Problem statement: In the data, find the word "setup" and copy out every line that has it.

Dataset entries

PR #5, opened 2016-12-15
Add config module that can load attributes from a file into the module

aarontp:


turbinia/config/__init__.py
```diff
@@ -0,0 +1,76 @@
...
+
+
+def LoadConfig():
+  """Finds Turbinia config file and loads it."""
+  if os.environ.has_key(ENVCONFIGVAR):
+    CONFIGPATH.extend(os.environ[ENVCONFIGVAR].split(':'))
+
+  config_file = None
+  # Load first file found
+  for dir_, file_ in itertools.product(CONFIGPATH, CONFIGFILES):
```
berggren: Can we use _foo for non public variables to be consistent with the rest of the codebase?

aarontp: Sure np,  Done.

aarontp: So, actually, I just noticed that pylint is complaining about these as invalid variable names now.  Is there a precedent for an underscore prefix on a non-class member?  I was using the underscore in this case more as a way to avoid name collisions with python keywords rather than explicitly as an "internal" variable which I think the prefix underscore is usually used for.   PEP8 also briefly mentions using trailing underscore like this (see single_trailing_underscore): https://www.python.org/dev/peps/pep-0008/#descriptive-naming-styles

I could always just use totally different names, but I think there is some precedent for using a trailing underscore in this case.  Let me know what you think.

PR #6, opened 2016-12-16
Use new config, add dummy config and add test script

aarontp:


turbinia/config/__init__.py
```diff
@@ -0,0 +1,80 @@
...
+# Config vars that we expect to exist in the configuration
+CONFIGVARS = [
+    # GCE CONFIG
+    'PROJECT',
+    'ZONE',
+    'INSTANCE',
+    'DEVICE_NAME',
+    'SCRATCH_PATH',
+    'BUCKET_NAME',
+    # GCE CONFIG
```
berggren: This is not GCE config, right?

berggren: i.e. it is Redis/Celery config?

aarontp: Fixed now (Changed to REDIS CONFIG).

PR #10, opened 2017-04-14
First pass at Evidence objects.

aarontp:


turbinia/evidence.py
```diff
@@ -0,0 +1,115 @@
...
+class EncryptedDisk(RawDisk):
+  """Encrypted disk file evidence."""
+
+  def __init__(self, encryption_type=None, encryption_key=None,
+               unencrypted_path=None, *args, **kwargs):
+    """Initialization for Encrypted disk evidence objects.
+
+    Args:
+      encryption_type: The type of encryption used, e.g. FileVault or Bitlocker.
+      encryption_key: A string of the encryption key used for this disk.
```
berggren: Missing "unencrypted_path" arg

turbinia/evidence.py
```diff
@@ -0,0 +1,115 @@
...
+      mount_path: The mount path for this disk (if any).
+      size:  The size of the disk in bytes.
+    """
+    self.mount_path = mount_path
+    self.size = size
+    super(RawDisk, self).__init__(*args, **kwargs)
+
+
+class EncryptedDisk(RawDisk):
+  """Encrypted disk file evidence."""
```
berggren: Please add Attributes to the class docstring here. e.g:

Attributes:
   unencrypted_path: ...

This also applies throughout the rest of the file.

turbinia/evidence.py
```diff
@@ -0,0 +1,115 @@
...
+    self.disk_name = disk_name
+    self.type = type_
+    super(GoogleCloudDisk, self).__init__(*args, **kwargs)
+
+
+class PlasoFile(Evidence):
+  """Plaso output file evidence."""
+
+  def __init__(self, plaso_version=None, *args, **kwargs):
+    self.plaso_version = plaso_version
```
berggren: Docstring with args

turbinia/evidence.py
```diff
@@ -0,0 +1,115 @@
...
+      tags: dict of extra tags assocated with this evidence.
+    """
+    self.name = name
+    self.local_path = local_path
+    self.source = source
+    self.description = description
+    self.tags = tags if tags else {}
+
+    # List of jobs that have processed this evidence
+    self.processed_by = []
```
berggren: I'm curious how this gonna work. Will you pass around an instance of this object between jobs?

turbinia/evidence.py
```diff
@@ -0,0 +1,115 @@
...
+    self.type = self.__class__.__name__
+
+  def __str__(self):
+    return u'{0:s} {1:s}'.format(self.type, self.name)
+
+  def to_json(self):
+    """Convert object to JSON."""
+    return json.dumps(self.__dict__)
```
berggren: maybe catch/raise if serialization fails here?

berggren:
Oh, and can we also add some initial tests here as well. Fine to do in a followup PR though

turbinia/evidence.py
aarontp: Good question.  The evidence does get passed back to the jobs, but as of right now only the newly created Evidence is passed back.  I'll have to figure out how to plumb this in, otherwise I might actually remove it.

turbinia/evidence.py
aarontp: Done.

turbinia/evidence.py
aarontp: Done.

turbinia/evidence.py
aarontp: Oops, Thanks.  Usually the linter picks this up, but it doesn't seem to like the lack of *args and **kwargs in the docstrings.  I ended up adding those to arguments to each docstring, but let me know if you know of a better way to do this.

turbinia/evidence.py
aarontp: Looks like according to the style guide that it's OK to move these from the __init__ docstring Args section to the class docstring Attributes section.  I've done that; Let me know if that works.

turbinia/evidence.py
aarontp: Actually, ignore that last bit.  I've since moved the other lines to the Attributes docstring section for the class, so I don't need the *args and **kwargs lines.

turbinia/evidence.py
aarontp: (actually I moved it to the Attributes section of the class docstring as mentioned above)

aarontp:
If it's OK with you, I'll defer the tests for a later PR for now.  Not a lot to test anyway given that these are mostly data storage objects as of now.

berggren:
Yeah, tests in a folloup PR is fine.

LGTM

PR #11, opened 2017-04-27
Add pylintrc copied from Plaso.

aarontp:
We could also put this somewhere in a top-level directory, but I didn't want to copy all of the utils dir, and I'm not sure what else we might put there, so I just put it in the turbinia/config dir for now.  I also took a look at the timesketch copy of pylintrc, and there were several new updates to the one in plaso that looked useful so I copied that one instead.


aarontp:
Gentle ping, :)

berggren:
Sorry for the delay! LGTM

PR #12, opened 2017-05-08
Add logging setup

aarontp:


turbinia/config/logger.py
```diff
@@ -0,0 +1,42 @@
...
+
+def setup(root=False):
+  """Set up logging parameters."""
+  config.LoadConfig()
+  log = logging.getLogger('turbinia')
+
+  fh = logging.FileHandler(config.LOG_FILE)
+  formatter = logging.Formatter(u'%(asctime)s:%(levelname)s:%(message)s')
+  fh.setFormatter(formatter)
+  fh.setLevel(logging.DEBUG)
```
berggren: Do we want to be able to set log level in the config file?
Or just debug on/off?

turbinia/config/logger.py
```diff
@@ -0,0 +1,42 @@
...
+# WITHOUT WARRANTIES OR CONDITIONS OF ANY KIND, either express or implied.
+# See the License for the specific language governing permissions and
+# limitations under the License.
+"""Sets up logging."""
+
+import logging
+
+from turbinia import config
+
+def setup(root=False):
```
berggren: It's not clear to everyone what root means here. Please add a doc string explaining.

turbinia/config/logger.py
aarontp: It would probably be nice to be able to set this in the log file as well, I'll add a TODO.  Right now (in unchecked in code) you can set/override this logging level with a flag in turbiniactl as well.

turbinia/config/logger.py
aarontp: Done.

aarontp:
PTAL.

berggren:
LGTM

PR #29, opened 2017-05-25
rewrite plaso task and allow shutdown of task manager

aarontp:


aarontp:
FYI, this also adds back the directory evidence type that somehow got removed.

Issue #25, opened 2017-05-25
Add directory watcher script to auto-process raw disks


aarontp:

aarontp:
Fixed.

PR #36, opened 2017-06-04
Add quick directory watcher script

aarontp:


tools/dir_watch.sh
```diff
@@ -0,0 +1,32 @@
...
+
+
+if [[ -z "$1" ]] ; then
+        echo "Usage: $0 <dir to watch>"
+        exit 1
+else
+        watchdir=$1
+fi
+
+turbiniactl="$( dirname "$0" )/../turbiniactl"
```
berggren: What's the reason to not use turbiniactl from path?

aarontp: I guess I could have it check to see if there is a turbiniactl in the path first, but I thought it was likely that it wasn't in the path.  This will probably be more likely once we update the setup.py (I filed an issue to update this).

berggren: Ok, got it. Let's add a todo here.

berggren:
Just add a TODO, other wise LGTM.

aarontp:
PTAL.  I fixed it up to locate turbiniactl in $PATH first, and then fall back to a relative dir.

aarontp:
Fixes #25

berggren:
LGTM

PR #38, opened 2017-06-04
Format with YAPF using same style as l2tdevtools

aarontp:
Johan: I was talking with Onager, and he mentioned yapf and how Plaso/l2tdevtools are in the process of evaluating/using it. Not sure if you're using it in Timesketch, but it seems like it could be a good thing for Turbinia as well. What do you think?

I think the changes are mostly sane. I think the only thing I don't really care for is what it's doing with unfolding all the parameters in the def init lines.


berggren:
Yeah, I like it. I didn't know about YAPF, and I will totally use going forward in Timesketch as well.
Go for it! :)

Issue #42, opened 2017-06-17
Add {pre,post}processor hooks


aarontp:
These can be used to process the evidence or local node before and after a task runs.  Examples are attaching a cloud disk, mounting a disk, un-encrypting a disk, etc.

aarontp:
The hook points were added as of #43 .  Other issues exist to track the creation of the actual processors.

PR #43, opened 2017-06-17
Add pre/post-process hooks for evidence

aarontp:
What do you think about this as a base implementation for {pre,post}-processing could work?  I realized that almost all of the cases for preprocessing are related to specific evidence types, and we can use the normal inheritance mechanisms here to make things work.  For example, the GoogleCloudDisk.preprocess() can do the attaching, and then it can call its parent's (RawDisk's) preprocess() to do the actual local mounting of the disk (if we wanted to actually mount it) too.

If we have a non-evidence specific type of pre/post processing that we want to do, I think we can implement that as decorators for the TurbiniaTask.run() methods, but I wasn't sure if we had a good use-case for that, so I didn't want to add it until we needed it.

### DIFF
--- a/turbinia/evidence.py
+++ b/turbinia/evidence.py
@@ -73,6 +73,24 @@ class Evidence(object):
 
     return serialized
 
+  def preprocess(self):
+    """Preprocess this evidence prior to task running.
+
+    This gets run in the context of the local task execution on the worker
+    nodes prior to the task itself running.  This can be used to prepare the
+    evidence to be processed (e.g. attach a cloud disk, mount a local disk etc).
+    """
+    pass
+
+  def postprocess(self):
+    """Postprocess this evidence after the task runs.
+
+    This gets run in the context of the local task execution on the worker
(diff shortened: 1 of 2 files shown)


aarontp:
This PR is part of a fix for #42.  Is there any specific syntax I need to use to reference that issue with this PR, but not actually close it?  Or does the above work as intended?  /me tests.

turbinia/evidence.py
```diff
@@ -73,6 +73,24 @@ def to_json(self):
...
+    nodes prior to the task itself running.  This can be used to prepare the
+    evidence to be processed (e.g. attach a cloud disk, mount a local disk etc).
+    """
+    pass
+
+  def postprocess(self):
+    """Postprocess this evidence after the task runs.
+
+    This gets run in the context of the local task execution on the worker
+    nodes after the task itself runs.  This can be used to clean-up after the
```
berggren: s/runs/has finished ?

aarontp: Done.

Solution below:
Add logging setup
+def setup(root=False):
+def setup(root=False):
aarontp: I guess I could have it check to see if there is a turbiniactl in the path first, but I thought it was likely that it wasn't in the path.  This will probably be more likely once we update the setup.py (I filed an issue to update this).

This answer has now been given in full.